Despite this poor performance, the Pittsburgh, Pa.-based retailer still has a compelling reward-risk profile, based on my understanding of the business.

In this column I want to show you how I reach this conclusion. Even if you don't own American Eagle, consider applying this type of analytical framework to the companies you own to tip the odds of Wall Street success in your favor. In this tough market, every edge helps.

We begin by creating two parallel scenarios in order to estimate American Eagle's intrinsic value based on optimistic and pessimistic outcomes.

Best-Case Intrinsic Value

The first is estimating what the company is worth if everything proceeds as hoped.

For American Eagle, analysts forecast 14% annual growth for the next five years. This seems ambitious, because management just lowered fourth-quarter EPS expectations to a range of 64 cents to 65 cents, compared to 66 cents per share for the same period a year ago. Also, we may already be in a recession, which dampens consumer spending.

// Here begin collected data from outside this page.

PR #1090, opened 2023-10-04
Add rustup repository

jdno:
The permissions for the rust-lang/rust repository are out-of-date, and instead of manually updating them we want to manage the repository automatically.

Fixes https://github.com/rust-lang/infra-team/issues/80

### DIFF
--- a/repos/rust-lang/rustup.toml
+++ b/repos/rust-lang/rustup.toml
@@ -1,0 +1,11 @@
+org = "rust-lang"
+name = "rustup"
+description = "The Rust toolchain installer"
+bots = ["rustbot"]
+
+[access.teams]
+rustup = "maintain"
+mods = "maintain"
+
+[[branch-protections]]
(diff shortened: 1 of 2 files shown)


repos/rust-lang/rustup.toml
```diff
@@ -0,0 +1,11 @@
+org = "rust-lang"
+name = "rustup"
+description = "The Rust toolchain installer"
+bots = ["rustbot"]
+
+[access.teams]
+rustup = "maintain"
+mods = "maintain"
```
rylev, line 8: I don't think we need this. The mods have org wide permissions to do what they need to do.

rylev (approved):

repos/rust-lang/rustup.toml
jdno: Perfect!

rylev (approved):

PR #1091, opened 2023-10-04
create the *lang-ops* team

nikomatsakis:
This team is chartered to prepare meeting agendas, help with issue triage, schedule and document meetings, and generally perform the other "operations" that make the lang team function.

Currently its sole membership is TC but the hope is that it will grow!

cc @rust-lang/lang

### DIFF
--- a/teams/lang-ops.toml
+++ b/teams/lang-ops.toml
@@ -1,0 +1,18 @@
+name = "lang-ops"
+subteam-of = "lang"
+
+[people]
+leads = ["TC"]
+members = [
+    "TC",
+]
+alumni = [
+]
+
+[[github]]
+orgs = ["rust-lang"]
+
+[website]
+name = "lang-ops team"
+description = "Operations for the lang team: preparing agenda, issue triage, scheduling and documenting meetings"
+zulip-stream = "t-lang/ops"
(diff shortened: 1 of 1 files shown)


nikomatsakis:
I'm confused by the errors; TC.toml is definitely present in people...

teams/lang-ops.toml
```diff
@@ -0,0 +1,18 @@
+name = "lang-ops"
+subteam-of = "lang"
+
+[people]
+leads = ["TC"]
+members = [
+    "TC",
+]
```
compiler-errors, line 8:
```suggestion
leads = ["traviscross"]
members = [
    "traviscross",
]
```

like wg-async:
https://github.com/rust-lang/team/blob/765876e23d928b3934a6b07855ed741c4dd0b837/teams/wg-async.toml#L17

nikomatsakis: Huh, OK, we use github names I guess, and not the name of the "people" file?

nikomatsakis:
This isn't really a *proposal* -- it's been discussed already and we decided to do it. So, renaming to make it clear this is ready to merge.

Mark-Simulacrum (approved):

PR #1092, opened 2023-10-10
Automatically add compiler-contributors to the private decision making stream

oli-obk:
unblocks https://github.com/rust-lang/compiler-team/issues/649

Also

* does the same for @rust-lang/types 
* also removes extra-people that are already compiler-contributors

### DIFF
--- a/teams/compiler-contributors.toml
+++ b/teams/compiler-contributors.toml
@@ -57,3 +57,12 @@ extra-teams = ["compiler"]
 name = "Compiler team contributors"
 repo = "http://github.com/rust-lang/compiler-team"
 description = "Contributing to the Rust compiler on a regular basis"
+
+[[zulip-groups]]
+name = "T-compiler"
+
+[[zulip-groups]]
+name = "T-compiler/meeting"
+
+[[zulip-groups]]
+name = "T-compiler/contrib-private"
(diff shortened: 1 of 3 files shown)


teams/compiler-contributors.toml
```diff
@@ -57,3 +57,12 @@ extra-teams = ["compiler"]
...
 description = "Contributing to the Rust compiler on a regular basis"
+
+[[zulip-groups]]
+name = "T-compiler"
+
+[[zulip-groups]]
+name = "T-compiler/meeting"
+
+[[zulip-groups]]
+name = "T-compiler/contrib-private"
```
oli-obk, line 68: not sure this is needed, as contributors are a subteam of compiler, but I hope it is, otherwise types members automatically get access to the private stream, too

compiler-errors, line 68: How does group membership translate to stream membership? I thought those were different concepts in Zulip.

oli-obk: oh 🤦 I just saw the matching names and conveniently overlooked the `group` part of `zulip-groups`.

oof. zulip will just add individual users from a team to a stream if you add a team. So we'll need to manage this completely on our end.

PR #1094, opened 2023-10-13
Update and split "arm" team.

jacobbramley:
This adds an "arm-maintainers" team, which we can refer to in rust-lang/rust#116004.

`cargo run -- dump-team arm` is unaffected.

### DIFF
--- a/people/jacobbramley.toml
+++ b/people/jacobbramley.toml
@@ -1,3 +1,4 @@
 name = 'Jacob Bramley'
 github = 'jacobbramley'
 github-id = 5206553
+zulip-id = 399135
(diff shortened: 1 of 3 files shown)


Mark-Simulacrum (approved):

RalfJung:
FWIW, the newly introduced "arm-maintainers" team here was not actually pingable. Triagebot only allows pinging teams that are also explicitly listed in `triagebot.toml`. https://github.com/rust-lang/rust/pull/161307 finally fixes this, but I wonder why we need such a 2-stage process where the 2nd stage is inevitably going to be forgotten.

PR #1097, opened 2023-10-14
Move @japaric to rust-embedded alumni

adamgreig:


rylev (approved):

teams/wg-embedded-cortex-r.toml
```diff
@@ -5,7 +5,6 @@ kind = "working-group"
 [people]
```
rylev, line 5: Should these team be removed since it has no members?

adamgreig: For the wg, the team still exists but is empty (so that it can continue to own the repos etc), but I'm happy to remove it in this PR and re-add it when a new member joins, if that's better for you.

PR #563, opened 2014-11-04
Fix eclipse classpath for snakeyaml jar

randomsync:
As part of pull request #494, the snakeyaml.jar was updated to 1.12 but
eclipse classpath still pointed to 1.6.


juherr:
Duplicate of #487

Issue #565, opened 2014-11-11
Deadlock when using group dependency (plus other factors)


ken-p:
I’ve found a bug in testng that causes a deadlock and the test run comes to a halt.

Factors:
- Run the suite using a suite file
- In the suite file, have group-by-instances=“true”
- Have a factory with a data provider
- Have a class with tests using the factory/data provider, using group=“A”
- Have another class using group=“B”, dependsOnGroups=“A”

[Sample project](https://github.com/ken-p/testngSnippets/tree/master/deadlock)

Open/import the maven project (Eclipse or IntelliJ), and run the suite using the xml file in src/main/resources.  It will lock up at random times in the run and never complete.  Thread dump:

`pool-1-thread-1@1299, prio=5, in group 'main', status: 'WAIT'
      at sun.misc.Unsafe.park(Unsafe.java:-1)
      at java.util.concurrent.locks.LockSupport.park(LockSupport.java:186)
      at java.util.concurrent.locks.AbstractQueuedSynchronizer$ConditionObject.await(AbstractQueuedSynchronizer.java:2043)
      at java.util.concurrent.LinkedBlockingQueue.take(LinkedBlockingQueue.java:442)
      at java.util.concurrent.ThreadPoolExecutor.getTask(ThreadPoolExecutor.java:1068)
      at java.util.concurrent.ThreadPoolExecutor.runWorker(ThreadPoolExecutor.java:1130)
      at java.util.concurrent.ThreadPoolExecutor$Worker.run(ThreadPoolExecutor.java:615)
      at java.lang.Thread.run(Thread.java:724)

ReaderThread@642, prio=5, in group 'main', status: 'RUNNING'
      at java.net.SocketInputStream.socketRead0(SocketInputStream.java:-1)
      at java.net.SocketInputStream.read(SocketInputStream.java:150)
      at java.net.SocketInputStream.read(SocketInputStream.java:121)
      at sun.nio.cs.StreamDecoder.readBytes(StreamDecoder.java:283)
      at sun.nio.cs.StreamDecoder.implRead(StreamDecoder.java:325)
      at sun.nio.cs.StreamDecoder.read(StreamDecoder.java:177)
      at java.io.InputStreamReader.read(InputStreamReader.java:184)
      at java.io.BufferedReader.fill(BufferedReader.java:154)
      at java.io.BufferedReader.readLine(BufferedReader.java:317)
      at java.io.BufferedReader.readLine(BufferedReader.java:382)
[...]

PR #570, opened 2014-11-16
Fix for #565

VladRassokhin:
See commits messages

### DIFF
--- a/src/main/java/org/testng/TestRunner.java
+++ b/src/main/java/org/testng/TestRunner.java
@@ -22,6 +22,7 @@ import org.testng.internal.ConfigurationGroupMethods;
 import org.testng.internal.Constants;
 import org.testng.internal.DynamicGraph;
 import org.testng.internal.DynamicGraph.Status;
+import org.testng.internal.Graph;
 import org.testng.internal.IConfiguration;
 import org.testng.internal.IInvoker;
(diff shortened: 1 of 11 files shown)


cbeust:
Hi @VladRassokhin,

There's a lot going on in this pull request and not all of it seems to be related to this threading bug, do you think you could break it into smaller ones? Specifically, I'd like to see which one exactly fixes the deadlock...

Thanks!

VladRassokhin:
Hi Cedric,

Honestly, I don't have any inspiration right how to do anything with this changes :/ especially rearragne them.
You may cherry-pick some simple commits (improvements), e.g. fddb95b, 983d0e6, and then i'll change pull request.

>Specifically, I'd like to see which one exactly fixes the deadlock...
6623b2f - fixes deadlock cause
6051574 - adds deadlock detector (requires 239f9eb)

cbeust:
Totally understand, no worries. Thanks!


-- 
Cédric

juherr:
Closing this PR as superseded by the weighted dependency graph introduced in #1361 and subsequently refined in #1617.

The original #565 deadlock was caused by cycles between `group-by-instances` and stronger dependencies such as `dependsOnGroups`. Current TestNG resolves these conflicts through dependency edge weights, so the approach proposed here is no longer needed.

Issue #545, opened 2014-08-21
TestNG running JUnit tests but not reporting all results for parameterized tests


JLLeitschuh:
http://stackoverflow.com/questions/25412345/testng-running-junit-tests-but-not-reporting-all-results

juherr:
Issue closed by #611

PR #611, opened 2015-02-25
Fix for #545 - TestNG running JUnit tests but not reporting all results for parameterized tests

jdillet:
TestNG expects the method name for JUnit test cases to be the name attribute of testcase element from the report. However, this is not true for Parameterized tests: in this case, the name attribute is methodName[index].
The consequence is that JUnit parameterized tests are run, but their results are not reported.

In order to address the issue, the change:
- Extracts the actual method name in case there is a [ character in the method name.
- Passes the actual method name, instead just the Method object, so BaseTestMethod is able to get the right method name.
- Adds unit tests to validate the behavior.

All unit tests are passing, including the new ones.


juherr:
:+1:

PR #618, opened 2015-03-16
fix jar scanning for <packages> element in testng.xml suite description ...

kullfar:
...(do not include subpackages if not recursive)

For the moment, xml suite descriptions like this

So instead, let's use 10% growth during years 1-5, followed by 5% growth in years 6-10. Terminal growth begins in year 11, at 3% a year. Assuming a 10% cost of equity, share dilution of 1% a year and adjusting for $787 million of net cash, I arrive at a best-case intrinsic value of $42 for American Eagle.

Worst-Case Intrinsic Value

Now, downside risk. This is what the company is worth if things get real bad. (Real, real bad is bankruptcy, but this is unlikely given the quality of American Eagle's balance sheet.) We'll start by knocking revenue down 15%, to $2.6 billion from actual trailing 12 months figure of $3.03 billion. Let's also assume that gross margins decline to the eight-year average of 42.6%, vs. 48% for the fiscal year ended February 2007. Our gross profit forecast, therefore, is $1.1 billion, vs. actual results of $1.4 billion.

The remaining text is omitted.